A Commentary on "Chapter 1: Ancient Greek Writing Instruction" in A Short History of Writing Instruction: From Ancient Greece to Modern America
My fondest wish is that I am now standing before you reading this statement about what I learned while researching the chapter on writing instruction in ancient Greece. One year ago, however, when our panel chair and editor James J. Murphy proposed this panel, I knew then that I could only attend if the program came very early in the conference. I should have realized, however, that with James J. Murphy and these colleagues on the dais, CCCC would surely give this panel nothing less than "prime time" in the program. I hope, then, that my writing both will convey what I have learned personally while researching my chapter on writing instruction in ancient Greece and also, and more importantly, my deep and sincere appreciation to Jerry for all that he does for our discipline.

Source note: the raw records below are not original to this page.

PR #146, opened 2015-02-05
Compatible with puppet-puppet 3.0.0

domcleal:
Should allow librarian to resolve deps: http://ci.theforeman.org/job/packaging_trigger_installer_develop/233/console


mmoll:
makes sense :+1:

ekohl:
Thanks!

PR #147, opened 2015-02-09
Strict variables

sathieu:
Fixes:
Undefined variable "foreman_proxy::puppet"; Undefined variable "puppet" at .../modules/foreman_proxy/manifests/settings_file.pp:44 on node XXX

### DIFF
--- a/manifests/params.pp
+++ b/manifests/params.pp
@@ -75,7 +75,9 @@ class foreman_proxy::params {
 
   # puppetrun settings
   $puppetrun           = true
+  $puppet              = $puppetrun
   $puppetrun_listen_on = 'https'
+  $puppet_listen_on    = $puppetrun_listen_on
   $puppetrun_cmd       = $puppet::params::puppetrun_cmd
   $puppetrun_provider  = ''
   $customrun_cmd       = '/bin/false'


ekohl:
This is caused by https://github.com/theforeman/puppet-foreman_proxy/blob/c691a8cf3ba042f2c78169166724b58520df302d/manifests/settings_file.pp#L44-L45. Since we override it explicitly in https://github.com/theforeman/puppet-foreman_proxy/blob/c691a8cf3ba042f2c78169166724b58520df302d/manifests/config.pp#L40-L43 this might suffice since the `getvar` part is dead code, but I'd like to be sure. Maybe there's a better solution where we don't have to explicitly set the enabled and listen on and always use the `getvar` part. Any ideas?

domcleal:
> Maybe there's a better solution where we don't have to explicitly set the enabled and listen on and always use the getvar part

I think we'd have to rename the parameters, or pass in another parameter, e.g. $parameter_name (default: $title) and use ${parameter_name} in the getvar() calls instead of $title.

Or we could always explicitly pass the two parameters in, and remove getvar() magic.

Or we avoid using pick(.., getvar()) and use conditionals/selectors to avoid evaluating getvar() when we don't need to.

ekohl:
> I think we'd have to rename the parameters, or pass in another parameter, e.g. $parameter_name (default: $title) and use ${parameter_name} in the getvar() calls instead of $title.
I was thinking about this but it's magic poured on top of magic which I'd prefer to avoid.

> Or we could always explicitly pass the two parameters in, and remove getvar() magic.
I think I'd prefer this.

> Or we avoid using pick(.., getvar()) and use conditionals/selectors to avoid evaluating getvar() when we don't need to.
I don't think this would turn out to be very pretty, but not against it.

ekohl:
Now https://github.com/theforeman/puppet-foreman_proxy/issues/157 is merged, is this still needed?

domcleal:
Nope.  Thanks for raising it @sathieu!  We need to get strict variables enabled in our test matrix I think.

PR #148, opened 2015-02-09
Fixes #8389 - Force certificate names to lowercase

ekohl:
Puppet will always create the certificate filenames as lowercase, even if your hostname has uppercase characters in it.

### DIFF
--- a/manifests/params.pp
+++ b/manifests/params.pp
@@ -4,6 +4,8 @@ class foreman_proxy::params {
   include ::tftp::params
   include ::puppet::params
 
+  $lower_fqdn = downcase($::fqdn)
+
   case $::osfamily {
     'RedHat': {
       # if set to true, no repo will be added by this module, letting you to
@@ -120,15 +122,15 @@ class foreman_proxy::params {
   # If CA is specified, remote Foreman host will be verified
   $ssl_ca = "${puppet_home}/ssl/certs/ca.pem"
   # Used to communicate to Foreman
-  $ssl_cert = "${puppet_home}/ssl/certs/${::fqdn}.pem"
-  $ssl_key  = "${puppet_home}/ssl/private_keys/${::fqdn}.pem"
+  $ssl_cert = "${puppet_home}/ssl/certs/${lower_fqdn}.pem"
+  $ssl_key = "${puppet_home}/ssl/private_keys/${lower_fqdn}.pem"
 
   $foreman_ssl_ca  = undef
   $foreman_ssl_cert = undef
   $foreman_ssl_key  = undef
 
   # Only hosts listed will be permitted, empty array to disable authorization
-  $trusted_hosts = [$::fqdn]
+  $trusted_hosts = [$lower_fqdn]
 
   $sudoers = "${etc}/sudoers"
 
@@ -241,11 +243,11 @@ class foreman_proxy::params {
   # Proxy can register itself within a Foreman instance
   $register_in_foreman = true
   # Foreman instance URL for registration
-  $foreman_base_url = "https://${::fqdn}"
+  $foreman_base_url = "https://${lower_fqdn}"
   # Name the proxy should be registered with
   $registered_name = $::fqdn
   # Proxy URL to be registered
-  $registered_proxy_url = "https://${::fqdn}:${ssl_port}"
+  $registered_proxy_url = "https://${registered_name}:${ssl_port}"
   # User to be used for registration
   $oauth_effective_user = 'admin'
   # OAuth credentials


ekohl:
There are a few more occurrences of ```$::fqdn``` but they don't appear to need it. Please do double check.

domcleal:
I think we need to double check trusted_hosts.  In 1.7 with the rDNS lookup I'm pretty sure it needed to be downcased, but I'm unsure what the state will be in 1.8 (which checks the DN it's issued to) and especially with Puppet CA's downcasing of the name.

domcleal:
Some early results from testing with EL6 on Foreman 1.7.2:

1) foreman_base_url also needs ${lower_fqdn}, otherwise the smart proxy registration gets a 404, e.g.

<pre>
# curl -vvv -k https://FOREMAN6.example.com/                                                             
* About to connect() to FOREMAN6.example.com port 443 (#0)
*   Trying 127.0.0.1... connected
* Connected to FOREMAN6.example.com (127.0.0.1) port 443 (#0)
* Initializing NSS with certpath: sql:/etc/pki/nssdb
* warning: ignoring value of ssl.verifyhost
* skipping SSL peer certificate verification
* NSS: client certificate not found (nickname not specified)
* SSL connection using TLS_DHE_RSA_WITH_AES_256_CBC_SHA
* Server certificate:
*       subject: CN=foreman6.example.com
*       start date: Feb 17 15:28:39 2015 GMT
*       expire date: Feb 17 15:28:39 2020 GMT
*       common name: foreman6.example.com
*       issuer: CN=Puppet CA: foreman6.example.com
&gt; GET / HTTP/1.1
&gt; User-Agent: curl/7.19.7 (x86_64-redhat-linux-gnu) libcurl/7.19.7 NSS/3.16.2.3 Basic ECC zlib/1.2.3 libidn/1.18 libssh2/1.4.2
&gt; Host: FOREMAN6.example.com
&gt; Accept: */*
&gt; 
&lt; HTTP/1.1 404 Not Found
&lt; Date: Wed, 18 Feb 2015 17:25:42 GMT
&lt; Server: Apache/2.2.15 (CentOS)
&lt; X-Cascade: pass
&lt; X-Powered-By: Phusion Passenger 4.0.18
&lt; Status: 404 Not Found
&lt; Vary: Accept-Encoding
&lt; Connection: close
&lt; Transfer-Encoding: chunked
&lt; Content-Type: text/plain; charset=UTF-8
&lt; 
* Closing connection #0
</pre>

2) trusted_hosts needs the lower case version too

I'll re-check on nightlies tomorrow, just in case the trusted hosts has changed when we moved to certs in 1.8.

domcleal:
On EL6 nightlies, the trusted_hosts is case insensitive, for reasons I can't work out.  The way I read the code suggests it should be downcased too, but hey.

The same base URL failure occurred, and I also noticed Hammer has the same issue, the URL in its config file needs downcasing.

domcleal:
I also see failures with Foreman's smart proxy auth stuff, as the smart proxy is registered with the upper case hostname and it can't find "foreman6.example.com" (from the SSL cert).

mmoll:
Not sure if that's doable in real world, but personally I'm just more for forcing users to always lowercase the fqdn of UNIX based servers and add a check to foreman-installer.

mmoll:
katello-installer is checking this also: https://github.com/Katello/katello-installer/blob/master/checks/hostname.rb

ekohl:
it may not be a bad idea, but since DNS is case insensitive I think we should try to do the right thing as well.

mmoll:
Ping? I'm still leaning towards taking the check from katello-installer.

domcleal:
It looks like we're quite close with just a couple of other places needing lower case names, so I'd prefer to see these changes rather than the check get added.

mmoll:
also cool :)

ekohl:
Rebased, but not sure I took all comments into account.

domcleal:
I think this is good.  I tested it out a few times on EL7 and it seems to work almost entirely, but I have to run the installer twice for reasons I can't figure out.  It's unlikely to be anything we can fix in this PR, it's probably in puppet-foreman if anywhere.

The smart proxy registration fails the first time as apipie-bindings is unable to load the API metadata from the server - I don't even see a request in the vhost's access log.  Run it again and it works fine.

<pre>
 /Stage[main]/Foreman_proxy::Register/Foreman_smartproxy[FOREMAN.EXAMPLE.COM]: Could not evaluate: Proxy FOREMAN.EXAMPLE.COM cannot be registered (Could not load data from https://foreman.example.com
 /Stage[main]/Foreman_proxy::Register/Foreman_smartproxy[FOREMAN.EXAMPLE.COM]: Failed to call refresh: Proxy FOREMAN.EXAMPLE.COM cannot be registered (Could not load data from https://foreman.example.com
 /Stage[main]/Foreman_proxy::Register/Foreman_smartproxy[FOREMAN.EXAMPLE.COM]: Proxy FOREMAN.EXAMPLE.COM cannot be registered (Could not load data from https://foreman.example.com
</pre>

So I'd say we can merge this as-is.

mmoll:
merged, bedankt @ekohl!

domcleal:
For the record, I've dug a bit further, got a better error message and found that we may have an ordering problem(!).

<pre>
[ERROR 2015-11-20 11:08:05 verbose]  /Stage[main]/Foreman_proxy::Register/Foreman_smartproxy[FOREMAN.EXAMPLE.COM]: Failed to call refresh: Proxy FOREMAN.EXAMPLE.COM cannot be registered (Connection refused - connect(2)): N/A
[ERROR 2015-11-20 11:08:05 verbose]  /Stage[main]/Foreman_proxy::Register/Foreman_smartproxy[FOREMAN.EXAMPLE.COM]: Proxy FOREMAN.EXAMPLE.COM cannot be registered (Connection refused - connect(2)): N/A
...
[ WARN 2015-11-20 11:09:56 verbose]  /Stage[main]/Foreman::Database/Foreman::Rake[apipie:cache:index]/Exec[foreman-rake-apipie:cache:index]: Triggered 'refresh' from 1 events
[ INFO 2015-11-20 11:09:56 verbose]  Class[Apache::Service]: Scheduling refresh of Service[httpd]
[ WARN 2015-11-20 11:09:56 verbose]  /Stage[main]/Apache::Service/Service[httpd]/ensure: ensure changed 'stopped' to 'running'
</pre>

I'll go have a look at puppet-foreman.

ekohl:
Thanks for testing @domcleal!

Much of my career over the last thirty years has been devoted to gaining a better understanding of rhetorical theory and practice in ancient Greece and Rome. In succinct terms, I have studied the relationship between thought and expression in Antiquity. Historians of rhetoric and composition--or any historians for that matter--must always question and reflect on their own presumptions. This project made me do just that: reflect on the starting points of my research. Because we associate writing instruction with the young and nascent learner, we are inclined to infer that the instruction is basic and therefore elementary—something that we can glance at before we move onto the weightier topics. Similarly, because so much of writing instruction flowered during the Classical Period, we also are not inclined to consider forces that were at work in the immediately preceding Archaic Period. While writing this chapter, I learned that both of these presumptions are inaccurate.

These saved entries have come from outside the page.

PR #149, opened 2015-02-11
Fixes #9321 - Add option to prevent option domain from being set in dhcp...

Moncky:
...d.conf

### DIFF
--- a/manifests/init.pp
+++ b/manifests/init.pp
@@ -152,6 +152,8 @@
 #
 # $dhcp_managed::               DHCP is managed by Foreman proxy
 #                               type:boolean
+# $dhcp_use_option_domain::     DHCP use the dhcpd config option domain-name
+#                               type:boolean
 #
 # $dhcp_interface::             DHCP listen interface
 #
@@ -299,6 +301,7 @@ class foreman_proxy (
   $dhcp                       = $foreman_proxy::params::dhcp,
   $dhcp_listen_on             = $foreman_proxy::params::dhcp_listen_on,
   $dhcp_managed               = $foreman_proxy::params::dhcp_managed,
+  $dhcp_use_option_domain     = $foreman_proxy::params::dhcp_use_option_domain,
   $dhcp_interface             = $foreman_proxy::params::dhcp_interface,
   $dhcp_gateway               = $foreman_proxy::params::dhcp_gateway,
   $dhcp_range                 = $foreman_proxy::params::dhcp_range,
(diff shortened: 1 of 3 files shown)


ekohl:
I'd like to get the design straight in https://github.com/theforeman/puppet-dhcp/pull/38 before discussing this particular PR (while keeping it in mind of course).

ekohl:
Now the puppet-dhcp part is merged, would you mind updating this PR?

Moncky:
I have updated this so that by default it populates the array, I think this is something you would wan't to explicitly unset.  I expect these tests will fail and will have a look at them when they do.

manifests/params.pp
```diff
@@ -112,12 +112,13 @@
...
-  $dhcp_interface   = 'eth0'
-  $dhcp_gateway     = '192.168.100.1'
-  $dhcp_range       = false
+  $dhcp                   = false
+  $dhcp_listen_on         = 'https'
+  $dhcp_managed           = true
+  $dhcp_interface         = 'eth0'
+  $dhcp_gateway           = '192.168.100.1'
+  $dhcp_range             = false
+  $dhcp_option_domain     = [${::domain}]
```
ekohl: No need to use braces, just ```[$::domain]``` should suffice.

Moncky:
Ahh of course, updated that now.  Thanks for the pointer

manifests/init.pp
```diff
@@ -152,6 +152,8 @@
 #
 # $dhcp_managed::               DHCP is managed by Foreman proxy
 #                               type:boolean
+# $dhcp_use_option_domain::     DHCP use the dhcpd config option domain-name
+#                               type:boolean
```
ekohl: This is now an array.

ekohl:
You should also pass it [here](https://github.com/theforeman/puppet-foreman_proxy/blob/468eb0c1ed5695339f6256330282b4bb89775d8e/manifests/proxydhcp.pp#L28)

Moncky:
The last commit there prevents the array created in the param.pp from being put into another array, which caused the compilation of the erb template fail.

ekohl:
I wonder how easy it is to use the installer and input an empty array, but your use case is direct use of the modules?

@domcleal I think the current approach is the right one, but maybe you have another opinion?

domcleal:
I think it's the right approach too, but I don't know about the installer/kafo.  I can't seem to reset an array with `--foreman-proxy-trusted-hosts=`, so maybe that's a kafo "feature" to request (@ares, agreed?).

Moncky:
Yes, I'm using the modules directly.  I used the foreman-installer to boot strap a basic system then have over-ridden various options in using the smart class parameter.

ekohl:
@Moncky  I did the same thing and IMHO a very important use case of the modules :)

ekohl:
Let's just merge this. I think it's fine if this particular use case isn't easily supported in the installer. @domcleal @mmoll?

domcleal:
Agreed, thanks @Moncky!

I filed http://projects.theforeman.org/issues/9509 to figure out the kafo support.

While writing instruction is basic and primary in education, it is also the foundation and route to understanding the shaping of mentalities. I came to realize the essential importance of grasping how minds develop through writing instruction. I also came to appreciate the impact of such instruction as societies became increasingly literate. I learned that I should not have concentrated initially on the pinnacle of the intellectual pyramidóthe one or two luminaries who rose above all others. Rather, I learned that writing instruction is the base of that intellectual pyramid, for it provides direct evidence of how thought and expression are shaped. To be sure, and as I discussed in my chapter, Isocrates demonstrated to all that writing instruction can be much more than elementary. In fact, Isocrates showed that writing, revisited and mastered at the end of one's formal education, is as much an heuristic in epistemic development as any other feature of his curriculum. This project has taught me that the key to understanding written rhetoric is in understanding the multi-faceted roles that writing plays in education and cultural development.

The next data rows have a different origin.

PR #151, opened 2015-02-17
Remove custom module path in spec_helper

ekohl:
This was added in 10ee4ce39093abcaba964312aaf6ff580ca46b93, most likely as some debugging tool.


domcleal:
Thanks!

PR #150, opened 2015-02-13
Add smart_proxy_chef plugin support

ares:

PR #152, opened 2015-02-17
Add smart_proxy_chef plugin support

ares:


ares:
Replaces #150, fixed the last @ekohl's review

ekohl:
:+1:

domcleal:
Plugin classes recently gained "version" and "listen_on" parameters as standard, could you add these too please?

ares:
oh, right, I'll add it

ekohl:
@domcleal we should document 'writing a plugin' in the README.

ares:
That wouldn't help in this case, I wrote this a long time before I submitted final version with just small changes. I think most people would look to existing plugin in the beginning. Maybe some puppet-lint rule to check whether plugin  classes have required parameters would work.

ekohl:
@ares true, but it could help me since I forgot that we wanted to add those. A puppet-lint rule could help but for now manual reviews are the only thing we have.

ares:
@domcleal updated

manifests/plugin/chef.pp
```diff
@@ -0,0 +1,44 @@
...
+  $version      = $::foreman_proxy::plugin::chef::params::version,
+  $group        = $::foreman_proxy::plugin::chef::params::group,
+  $server_url   = $::foreman_proxy::plugin::chef::params::server_url,
+  $client_name  = $::foreman_proxy::plugin::chef::params::client_name,
+  $private_key  = $::foreman_proxy::plugin::chef::params::private_key,
+  $ssl_verify   = $::foreman_proxy::plugin::chef::params::ssl_verify,
+  $ssl_pem_file = $::foreman_proxy::plugin::chef::params::ssl_pem_file,
+) inherits foreman_proxy::plugin::chef::params {
+
+  foreman_proxy::plugin {'chef': } ->
```
ekohl: You still need to pass on $version here.

manifests/plugin/chef.pp
```diff
@@ -0,0 +1,44 @@
...
+  foreman_proxy::settings_fule { 'chef': }
```
ekohl: You need to pass on $enabled, $listen_on and $group.

ares:
@ekohl thanks, I also added validations, could you give it another look please?

manifests/plugin/chef.pp
```diff
@@ -0,0 +1,53 @@
...
+  $ssl_pem_file = $::foreman_proxy::plugin::chef::params::ssl_pem_file,
+) inherits foreman_proxy::plugin::chef::params {
+
+  validate_bool($enabled)
+  validate_listen_on($listen_on)
+
+  foreman_proxy::plugin {'chef':
+    version => $version,
+  } ->
+  foreman_proxy::settings_fule { 'chef':
```
domcleal: file!

domcleal:
I think your tests didn't run, as the filename ends in ".spec" rather than "_spec".

ares:
Now found found my trick to mask typos :-) Thanks @domcleal very much indeed. Once I get ACK from both of you I'd like to test it end to end again because there were so many changes. After that I can confirm it works and can be merged.

domcleal:
It's very red :)

manifests/plugin/chef.pp
```diff
@@ -0,0 +1,53 @@
...
+  $ssl_pem_file = $::foreman_proxy::plugin::chef::params::ssl_pem_file,
+) inherits foreman_proxy::plugin::chef::params {
+
+  validate_bool($enabled)
+  validate_listen_on($listen_on)
+
+  foreman_proxy::plugin {'chef':
+    version => $version,
+  } ->
+  foreman_proxy::settings_file { 'chef':
```
ekohl: This loads ```templates/chef.yml.erb``` while the file is called ```templates/plugin/chef.yml.erb``` which leads to red tests.

ekohl: Most plugins override it with ```template_path``` so I think that would be best here as well.

spec/classes/foreman_proxy__plugin__chef__spec.rb
```diff
@@ -0,0 +1,49 @@
...
+          }
+        end
+
+        it 'should call the plugin' do
+          should contain_foreman_proxy__plugin('chef')
+        end
+
+        it 'should install configuration file' do
+          should contain_foreman_proxy__settings_file('chef')
+          content = subject.resource('file', '/etc/foreman-proxy/settings.d/chef.yml').send(:parameters)[:content]
```
domcleal: s/subject/catalogue/ and ditto below

ares:
I made it green again. Also added one helper which is in my opinion better way to test the config file.

mmoll:
:+1:

spec/classes/foreman_proxy__plugin__chef__spec.rb
```diff
@@ -0,0 +1,41 @@
...
+          }
+        end
+
+        it 'should call the plugin' do
+          should contain_foreman_proxy__plugin('chef')
+        end
+
+        it 'should install configuration file' do
+          should contain_foreman_proxy__settings_file('chef')
+          verify_included_content(catalogue, '/etc/foreman-proxy/settings.d/chef.yml', ':enabled: true')
```
ekohl: There's already ```should contain_file('/etc/foreman-proxy/settings.d/chef.yml').with_content(':enabled: true')``` for this.

ekohl:
Not sure if the extra helper adds that much. Can you explain how it differs from ```.with_content```?

ares:
@ekohl the `with_content` checks the whole file content, including comments etc., I don't want to test all options and comments and depend on their order as it's very fragile, I just want to make sure that there's a line that says `:enabled: true`

ekohl:
@ares afaik with_content also accepts a regex: ```with_content(/:enabled: true/)``` which does what you want.

ares:
@ekohl good, I didn't know this, I changed it to use `with_content` and I left only `get_content` helper which may be useful later

domcleal:
Thanks @ares!  Don't forget to send a PR to foreman-installer to add it to the kafo/answer files.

There is a second, equally important lesson that I learned from this project. My work on this chapter revealed to me that there is a substantial body of material evidence on writing instruction yet to be examined and studied. Many of these artifacts have only been unearthed by archaeologists of the last two generations; very few have been studied by experts in our own field. Perhaps this lack of attention is because we tend to think of "evidence" as only appearing in books and only in libraries. Information about centers for writing instruction (and their artifacts) often are not found in neatly bound volumes in beautifully and systematically catalogued repositories but at remote archaeological sites. This project has convinced me even more that we need to be less armchair experts in rhetoric and composition and more field-working "Indiana Jones" types if we hope to continue to contribute to a better understanding of our rich and fascinating history.
Thank you, Jerry, for once again helping me to learn my history lesson.